The RPD Model: Criticisms and Confusions
Six challenges to the Recognition-Primed Decision (RPD) model.
Posted February 9, 2021 | Reviewed by Ekua Hagan
Is it time to retire the Recognition-Primed Decision (RPD) model? The model initially attracted little attention (Klein, Calderwood & Clinton-Cirocco, 1986). Only when I published Sources of Power (Klein, 1998) did the RPD model come onto peoples’ radar — that was 20 years ago, long enough for it to have become outdated.
Yet the model keeps chugging along, gaining general acceptance as the way people actually make decisions. I am grateful and surprised by the RPD model’s longevity and acclaim; I hope this post doesn’t provoke a backlash.
My goal here is simply to correct some minor confusions and misrepresentations that have emerged over the decades.
The RPD model explains how fireground commanders can make good decisions within seconds. Researchers at the time thought that effective decisions depended on generating a set of options and then comparing them on evaluation dimensions. But what if you don’t have much time, or if an uncertain situation prevents careful evaluation? The RPD model shows how experienced decision-makers can do a good job even with minimal time.
It combines two processes: pattern matching to match the current situation to ones encountered in the past, which identifies reasonable courses of action, and then an evaluation process using mental simulation to imagine how that option would play out and to see if it is going to work. Thus, people can make rapid decisions without generating alternative courses of action, and without doing any comparisons.
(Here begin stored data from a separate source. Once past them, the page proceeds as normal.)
PR #137, opened 2019-05-04
Use octal values for output of tag code values.

ZaneHannanAU:
Simpler reading of emitted source for values under 8 (and simpler reading of emitted type values regardless).

Mostly a readability thing for outputted code.

### DIFF
--- a/pb-rs/src/types.rs
+++ b/pb-rs/src/types.rs
@@ -509,7 +509,7 @@ impl Field {
     fn write_match_tag<W: Write>(&self, w: &mut W, desc: &FileDescriptor) -> Result<()> {
         // special case for FieldType::Map: destructure tuple before inserting in HashMap
         if let FieldType::Map(ref key, ref value) = self.typ {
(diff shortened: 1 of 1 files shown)


tafia:
Hey, sorry for the late answer. May I know why do you think octal is better than hex for instance?
I don't really mind but to me it doesn't really improves anything. It could be even better not to show any tag value at all because it is of very little information for general consumers.

ZaneHannanAU:
In this case, it's because it displays somewhat better. For instance, rather than

```proto
message L {
  uint32 k = 1;
}
```

producing a (slightly nonsensical) `Ok(8)` value, it produces a (more readable) `Ok(0o10)` value.

 This expands to others, but does peter out after field 7 (`0o70`--`0o75`), where it becomes `0o100` for field 8; so obviously, this isn't perfect. It generates the same binary regardless (as in, it becomes collapsed) but it offers some insight for what types map to.

Other than that, literally no reason. Simply stronger patterns for humans to recognise.

PR #141, opened 2019-06-27
No need to create a Borrow to compare against a &str

therealprof:
Signed-off-by: Daniel Egger <daniel@eggers-club.de>


tafia:
Thanks!!

PR #147, opened 2019-09-09
rm generated files

nerdrew:


mullr:
It looks like a few generated files are still committed; is that intentional?

nerdrew:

Misunderstandings of the RPD model
1. It is a model of gut feelings, as opposed to analysis. This misunderstanding is unfortunately common and ignores the fact that the RPD model has two components: a fast, non-conscious, intuitive pattern-matching and a slower, deliberate, conscious mental simulation to do the analysis/evaluation. These two components map well to the System 1/System 2 account (e.g., Kahneman, 2011).
2. It’s easy to build a computer simulation of the RPD model. It’s only easy if you ignore the mental simulation portion and just address the pattern matching part. Even then, Artificial Intelligence simulations typically rely on reinforcement learning, strengthening and weakening connections based on their success. However, people don’t just weaken connections. We diagnose what went wrong in order to build stronger mental models.
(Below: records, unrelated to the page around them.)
PR #150, opened 2019-10-25
Replace some indexing by failable get

lexxvir:
Hi @tafia,

I've some trivial changes that prevents panics when unexpected EOF is reached.

### DIFF
--- a/quick-protobuf/src/reader.rs
+++ b/quick-protobuf/src/reader.rs
@@ -258,7 +258,12 @@ impl BytesReader {
     /// Reads fixed64 (little endian u64)
     #[inline]
     fn read_fixed<M, F: Fn(&[u8]) -> M>(&mut self, bytes: &[u8], len: usize, read: F) -> Result<M> {
-        let v = read(&bytes[self.start..self.start + len]);
+        let v = read(&bytes.get(self.start..self.start + len).ok_or_else(|| {
+            Error::Io(io::Error::new(
+                io::ErrorKind::UnexpectedEof,
+                "Cannot read next bytes",
+            ))
+        })?);
         self.start += len;
         Ok(v)
     }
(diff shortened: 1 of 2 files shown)


tafia:
Thanks!

quick-protobuf/src/reader.rs
```diff
@@ -338,14 +343,28 @@ impl BytesReader {
...
+        })
     }
 
     /// Reads string (String)
     #[inline]
     pub fn read_string<'a>(&mut self, bytes: &'a [u8]) -> Result<&'a str> {
         self.read_len_varint(bytes, |r, b| {
-            ::std::str::from_utf8(&b[r.start..r.end]).map_err(|e| e.into())
+            b.get(r.start..r.end)
+                .ok_or_else(|| {
```
nerdrew: Is there a performance benefit to skipping the `and_then` and using `?` instead? (Sorry for the very tardy response, just getting back into things... had a baby a bit ago, it's been hectic.)

Something like:

```rust
    /// Reads string (String)
    #[inline]
    pub fn read_string<'a>(&mut self, bytes: &'a [u8]) -> Result<&'a str> {
        self.read_len_varint(bytes, |r, b| {
            ::std::str::from_utf8(b.get(r.start..r.end).ok_or_else(|| {
                Error::Io(io::Error::new(
                    io::ErrorKind::UnexpectedEof,
                    "Cannot read next bytes",
                ))
            })?)
            .map_err(|e| e.into())
        })
    }
```

lexxvir: I think in both cases program's path will be the same:
 - try to get slice
 - if success then try to create `&str` from it

If `and_then()` called with `Err` variant it just returns this error.
Also, we talking about fail path, that IMHO, is very rare case in practice.

To be convinced we should benchmark both version on some real message handling.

3. The RPD model only applies to time-pressured situations. Initially, I thought this might be the case, but I found that people use the RPD tactic even in slower-paced conditions.
4. The RPD model isn’t scientific — it isn’t testable or falsifiable. I have tested it by studying inexperienced decision-makers. Predictably, they use the RPD tactic less than half the time. I also studied experienced chess players (Klein et al., 1995). If the first option they generated was of random quality, it would falsify the RPD model. The results supported the RPD model — as the model predicts, the first option the skilled chess players consider is of high quality.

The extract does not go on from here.